Drawn to Draw
I’ve loved drawing for as long as I can remember. In fact when I was learning to write and finding it difficult I used to imagine each letter as a drawing. When I left school I studied art and went on to university to study drawing.
Over the last ten years or so my tics have affected how much I can draw and the way I can do it. Because my arms can jerk suddenly, each time I do a drawing I know that there’s a good chance it’ll get spoilt by a sudden movement that’s outside of my control. Sometimes I go with these involuntary movements and change the marks they make into something new, but most of the time it’s just very frustrating.
A few weeks ago I was introduced to an incredible new tool! Something I’d known about for ages but without realising that it could revolutionise my approach to drawing – an iPad and a digital pencil.
My colleague Fred uses one to make notes all the time but I’d never thought about using it for drawing. But as soon as I tried it I knew how transformative this was going to be for me. All I had to do when I moved unexpectedly was hit the undo button. My new iPad arrived last week and since then I’ve created all sorts of images, many of which my tics would have made impossible for me to do on paper.
When I was a child I loved drawing detailed imaginary worlds just for fun.

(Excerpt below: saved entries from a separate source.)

PR #2970, opened 2025-01-22
cypress-run to depend on a maven build

afs:
This PR does two things:

* `cyrpress-run` is made to run after the build job. It appears that the jobs run in parallel at the moment - I see the Cypress runs finish before the build step has. The Cypress job is quick.

* Change the build step to do a "dev" build. Currently, it does not build from the start of the Jena build. If there has been a change in earlier dependency, then the Fuseki steps fail.

If this become smooth, we should consider combining into a PR workflow.

----

### DIFF
--- a/.github/workflows/ui.yml
+++ b/.github/workflows/ui.yml
@@ -17,7 +17,7 @@ jobs:
     if: github.repository == 'apache/jena'
 
     runs-on: ${{ matrix.os }}
-    timeout-minutes: 5
+    timeout-minutes: 15
 
     strategy:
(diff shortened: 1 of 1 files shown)


afs:
Bumping the timeout on the maven step ...

kinow (approved):
Good idea to run cypress after unit/build, that should avoid some unnecessary e2e tests. +1 :tada:

afs:
The fun thing is that it is the updated workflow in the PR is the one run for the PR.

PR #2971, opened 2025-01-22
Format string error in LangTags

hoijui:
`%c` requires a `char`, but a `String` was supplied.

For more details, see here:
<https://docs.oracle.com/javase/8/docs/api/java/util/Formatter.html#syntax>

----

### DIFF
--- a/jena-core/src/main/java/org/apache/jena/graph/langtag/LangTags.java
+++ b/jena-core/src/main/java/org/apache/jena/graph/langtag/LangTags.java
@@ -113,7 +113,7 @@ public class LangTags {
                 sb.setLength(0);
                 continue;
             }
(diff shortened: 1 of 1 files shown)


afs:
Hi @hoijui 

The function `str(char)` takes the `char` and returns a string of the quoted character together with its Unicode codepoint.

```java
  private static String str(char ch) {
        return String.format("'%s' U+%04X", Character.valueOf(ch), (int)ch);
    }
```
so the bug is that the `%c` should be `%s`.

hoijui:
Ahh thank you!
I was wondering which of the two ways to change this would be right. should have had a look at `str(char)`.
Opened [a new PR](https://github.com/apache/jena/pull/2972).

afs:
No problem - I had to check  the code to work out how it got in that state. Putting in a formatted string with codepoint, not `%c` is a late addition.

PR #3010, opened 2025-02-14
Cleanup node warnings in build

OyvindLGjesdal:
GitHub issue resolved #

Pull request Description:

Going through node warnings from the GH-action build.

Changing legacy node-sass api to modern and adding peer dependencies solves the warnings. while the other changes just silences them (1250kb as a bundle limit sounds huge to me). Since the largest number of SASS warnings are inherited from bootstrap, I thought it could make sense to hide them. I am more unsure if it makes sense to up the bundle limit for less noise in the build output (since it looks like an issue).

----

 - [ ] Tests are included.

----

### DIFF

Over the last few days I’ve been doing this again, this time inventing places I think my niece Bean and her toy penguins Avi and Sticker might like to visit.
I’ve really enjoyed making these drawings and it’s been a great way of getting to know my new tool. My arm tics have never stopped me drawing but they have made it a much more stressful process – something that has only really become clear now that a lot of that stress has been lifted and that making images can become relaxing again.